В первую же по поселению ночь все лежавшие в зале (спать мы, конечно, не смогли) были соучастниками деликатных событий. Пашка, как только был погашен свет, ринулся проскользить (другого слова не подобрать) за занавеску. Гуля — высокая, стройная, черноволосая, но очень милая деревенская женщина лет двадцати трех — двадцати пяти, настоящая деревенская учительница, плакала и просила его уйти — «Я не хочу, разбудишь девочку» — и еще что-то. Он довольно громко говорил: «Не плачь, а то разбудишь всех офицеров», и пытался подлечь к ней. Она стала плакать еще громче, и ему пришлось удалиться, уже не проскальзывая, а нагло топая, как победитель или разочарованный (не понравилось!).
Утром он говорил: «С дурой связываться», и другое. Прошло несколько дней. Паршиков получил вызов и уехал с Пашкой. Все другие офицеры тоже ушли в резерв штаба армии. Я остался старшим расформировщиком бригады и одним постояльцем. В «зале» теперь спал я на сундуках, а Гуля за синей занавеской.
Сказать «спал» — это сказать не очень точно. Я вертелся на своих сундуках, как змея, которой наступили на голову. От милой, славной, молодой деревенской мадонны меня отделяла тонкая ничтожная преграда. А шел четвертый год войны, и мне было под тридцать, и вы меня поймете. Она, думал я, лежит там в одной рубашечке. Грубой, холщевой, но чистенькой, и пахнет женщиной прелестно. Но! Она прогнала Пашку … это раз! Два — она стеснялась офицеров, а теперь их нет, и мы с нею одни, и может быть?.. Долго я решался, но в таких дела всегда берет верх самое зловредное побуждение.
И я пошел босиком по холодному, почти ледяному полу к синей занавеске.

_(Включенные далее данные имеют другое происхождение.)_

PR #873, opened 2024-12-26
feat(textile): implement trims.

n1k0:
## :wrench: Problem

Note: As often, there should have been more preliminary specification work for such a large feature. I had to improvise and make decisions where it made sense to me.

Notion cards: [1](https://www.notion.so/Sc-nario-par-d-faut-pour-les-trims-1d3abd5235cc46b4bf746d090f094fdd?pvs=23), [2](https://www.notion.so/Ajouter-le-bloc-accessoire-dans-le-simulateur-textile-243d30d52cd14cf6a5afc74bb270acab?pvs=23), [3](https://www.notion.so/Cr-er-les-accessoires-comme-composants-1eb3e86b167943828c8696aa0c1c1dd1?pvs=23) and [4](https://www.notion.so/trim-cr-er-une-page-dans-l-explorateur-pour-les-trims-2def3fb357fa4d5b8c1c57861d84d3f3?pvs=23)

Под одеяло она меня не пустила. Опять сказала: «Мы разбудим Саню», и это было уже совсем другое. Не вы разбудите Саню, а мы разбудим, и потом, тихо … иди, я сама приду. О! Какие это были слова. Какая музыка в них звучала. Сама приду. Не разрешаю, не согласна, а сама приду!!!
Конечно, думал я, еще раньше, когда только рождалась надежда, — я не Пашка — рядовой шибздик, а капитан, высокий и стройный.
В ушах звенело: «Сама приду», и я быстренько пошлепал к себе на сундуки, застеленные чистым рядном и покрытые байковым одеялом оранжевого цвета.
Лег я, а она не идет.
Стал думать… обманула. Хотела избавиться, теперь не придет. Долго, целую вечность валялся я в такой лихорадке. Слушал, прислушивался, не шуршит ли занавеска — ничего.
И вдруг! Чу! На моем лице рука. Так, совсем не слышно и как бы неожиданно. Я давно уже отодвинулся к стенке, освободил место с краю и отвернул одеяло. Как неслышно подошла. Присела на краешек постели. Что это, она в голубом шерстяном платье? Еще бы шубу надела, подумал я, и стал сердиться. Пришла разговаривать «за жизнь». Деревня есть деревня. Сейчас начнет объяснять, что без любви нельзя, или еще что-нибудь в этом роде. Как будто мы не на войне, а горожане, приехавшие на сенокос в колхозе.
Но она молчала. Я вскочил, стал ее целовать. Пытался снять платье — не разрешает. Но уложилась, а я рядом. Укрылись одеяльцем. Целую — отвечает. Трону платье — не разрешает.
Долго мы так развлекались. Она разрешала все, кроме одного. Нужно что-то сказать! Говорить! А я все молчал и пытался, пытался. Если бы она была светской дамой, полагалось бы жаркое объяснение: «Я полюбил вас с первого знакомства, как увидел вашу красоту, так и обмер». Для деревенской — только одно: «Я поженюся на тебе». И так сказать следовало, чтобы поверила, что если бы не ночь, то встанем, как только развиднеется, сразу пойдем в сельсовет, распишемся — и все дела, а сейчас раздевайся. Самое главное сейчас, сейчас.